(WORK TO BE COMPLETED) Once the line containing "Yes, I'm aware" is found in the records below, return it and each following line exactly, up to and including the line containing "Issue #353, opened 2022-09-28", and nothing else.

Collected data

PR #692, opened 2026-07-13
Lazy load optional dependencies

santisoler:
Reduce import time of Harmonica by lazily loading optional dependencies like `pyvista`, `vtk`, and `numba_progress`. Add comments to ignore Ruff complaints about having import statements inside functions.

### DIFF
--- a/src/harmonica/_forward/ellipsoids/ellipsoids.py
+++ b/src/harmonica/_forward/ellipsoids/ellipsoids.py
@@ -16,11 +16,6 @@ import numpy.typing as npt
 
 from ..utils import get_rotation_matrix
 
-try:
-    import pyvista
-except ImportError:  # pragma: no cover
-    pyvista = None
-
 
 class Ellipsoid:
     """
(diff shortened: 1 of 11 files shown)


santisoler:
Results of benchmarking import times with `tuna`.

<details>
<summary>In <code>main</code></summary>
current-main
</details>

<details>
<summary>With this PR</summary>
with-lazy-loading
</details>

mdtanker:
Interesting, I didn't realize how much that slowed down the imports! 

@santisoler, just to check, now if a user doesn't have the optional dependency, instead of an ImportError being raised with a clear message about what package is needed ("Missing optional dependency 'pyvista' required for exporting ellipsoids to PyVista."), they just get a blank ModuleNotFoundError error. 

It's still pretty intuitive what they need to install, but wanted to make sure you realized this change.

santisoler:
I was surprised too! Currently most of the import time is taken in importing Verde. Maybe we could reduce Verde's import times in some way.

> @santisoler, just to check, now if a user doesn't have the optional dependency, instead of an ImportError being raised with a clear message about what package is needed ("Missing optional dependency 'pyvista' required for exporting ellipsoids to PyVista."), they just get a blank ModuleNotFoundError error.

Yes, I'm aware that I removed those custom error messages. I only "left" one for `numba_progress`, since the error will come from a private function importing `ProgressBar`, and that would be too cryptic:

https://github.com/fatiando/harmonica/blob/bf62734aa495bc65819efc88e51b32fde23545c6/src/harmonica/_forward/utils.py#L382-L390

But now that you mention, I think that error message will not prompt out, because I'm catching an `ImportError` in the exeption and not a `ModuleNotFoundError`. So thanks for catching it! I'll patch it in a another PR!

Issue #353, opened 2022-09-28
Include a terrain correction in spherical coordinates in the User Guide


santisoler:
After #316 was merged we now can define tesseroid layers. Would be nice to include an example to the User Guide on how we can use the tesseroid layers to perform terrain corrections on spherical coordinates, similar to the one we already have for Cartesian coordinates: https://www.fatiando.org/harmonica/latest/user_guide/topographic_correction.html

PR #695, opened 2026-07-16
Add User Guide section on tesseroid layers

### LINKED ISSUE #352: Include an example on how to use tesseroid layers in the User Guide
After #316 was merged we now can define tesseroid layers. The docs also include a gallery example that makes use of the new feature. Would be nice to have a section in the User Guide, similar to the one we have for the prism layer: https://www.fatiando.org/harmonica/latest/user_guide/forward_modelling/prism.html#prism-layer

manduinca:
Closes #352

Adds a "Tesseroid layer" section to the tesseroid User Guide page, following the same structure as the prism layer section in `prism.rst`. It documents `tesseroid_layer`, the `DatasetAccessorTesseroidLayer` accessor and its `.gravity()` method, with a self-contained runnable example over a region in South America.

I kept it as a section inside `tesseroid.rst` (with a `_tesseroid_layer` label) rather than a new page, since the prism layer is documented the same way and #352 links to that anchor. No changes to the toctree for the same reason.

The one thing I made sure to highlight in an `.. important::` note is the difference from the prism layer: `surface` and `reference` must be given as geocentric radii, not heights, so the example uses `boule.geocentric_radius` to build them.

I ran the example locally and it produces a sensible `g_z` field. I couldn't build the full HTML docs on my machine (no GMT binary for the PyGMT figure), so I'd appreciate a check that the plot cell renders on CI.


santisoler:
Thanks @manduinca for opening this PR! I'll go through it and leave a review soon!

doc/user_guide/forward_modelling/tesseroid.rst
```diff
@@ -313,6 +313,143 @@ Finally, lets plot it:
...
+Moreover, we can use the :meth:`harmonica.DatasetAccessorTesseroidLayer.gravity` method
+to compute the gravitational field of the tesseroid layer on any set of computation
+points.
+
+.. important::
+
+   Unlike the :func:`harmonica.prism_layer`, the ``surface`` and ``reference`` boundaries
+   of a tesseroid layer must be given as **radii** measured from the center of the Earth,
+   not as heights above a reference level.
+   We can use the :meth:`boule.geocentric_radius` method from :mod:`boule` to
```
santisoler: Minor fix to the reference to Boule's method:
```suggestion
   We can use the :meth:`boule.Ellipsoid.geocentric_radius` method from :mod:`boule` to
```

doc/user_guide/forward_modelling/tesseroid.rst
```diff
@@ -313,6 +313,143 @@ Finally, lets plot it:
...
+We need to define a 2D array with the radii of the uppermost *surface* of the layer. We
+will build a synthetic topography and add it to the reference radii so that the ``surface``
+is also expressed as radii from the center of the Earth:
+
+.. jupyter-execute::
+
+   import numpy as np
+
+   topography = 3e3 * np.sin(longitude * np.pi / 20) * np.cos(latitude * np.pi / 20)
+   surface = reference + topography
```
santisoler, line 389: I think it would be nice to add a plot after this cell with the `surface`, so readers can see the synthetic topography within the area and also its values, so it might stick better that those are radii and not oscillations around the ellipsoid.

santisoler (changes requested):
This looks really good @manduinca! Thanks a lot for taking the effort on writing it!

I left two minor suggestions below. Let me know what do you think.

I see that the style check on GitHub Actions are failing, but this is not your fault. I'm fixing it in #699. So don't worry about that!

manduinca:
Thanks for the review @santisoler! I applied your suggestion for the Boule reference and added a plot of the surface right after that cell. The colorbar ends up showing values around 6.37 million meters, so hopefully it's now much clearer that these are radii and not heights. The change of the ellipsoid radius with latitude is also visible in the plot, which I think helps drive the point home. Happy to tweak it if you had something else in mind.

By the way, I just opened #700 with the spherical terrain correction example for the User Guide (#353), which builds on this section. There's a design question in there about how to handle observation points that fall inside the tesseroids, whenever you get a chance.

santisoler:
Thanks for applying the changes @manduinca. I just took the liberty to push some small changes to the guide: I shifted the topography to positive values only, so we don't have tesseroids below the reference. In some situations, we usually assign negative density contrast to tesseroids that fall below the reference (when modelling gravity anomalies), but I didn't want to get into that for this particular example. But I also wanted the anomaly to look with a bit more variation.

I also added a plot of the topography next to the one for the surface, so readers can see the difference between them.

Let me know what do you think. After this I think this is ready to be merged.

manduinca:
Thanks @santisoler! The changes look great. Shifting the topography to positive values keeps the example simple (no need to get into negative density contrasts here), and plotting the topography next to the surface makes the difference between the two much clearer. From my side this is ready to be merged.

santisoler (approved):
Thanks a lot @manduinca for addressing my comments. I'm merging this one (even the code-style fails due to the issue I'll fix in #699) 🚀 

Congrats for the hard work, and sorry for my usual delays on replying!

(RESULT OF THE EXERCISE)
Yes, I'm aware that I removed those custom error messages. I only "left" one for `numba_progress`, since the error will come from a private function importing `ProgressBar`, and that would be too cryptic:

https://github.com/fatiando/harmonica/blob/bf62734aa495bc65819efc88e51b32fde23545c6/src/harmonica/_forward/utils.py#L382-L390

But now that you mention, I think that error message will not prompt out, because I'm catching an `ImportError` in the exeption and not a `ModuleNotFoundError`. So thanks for catching it! I'll patch it in a another PR!

Issue #353, opened 2022-09-28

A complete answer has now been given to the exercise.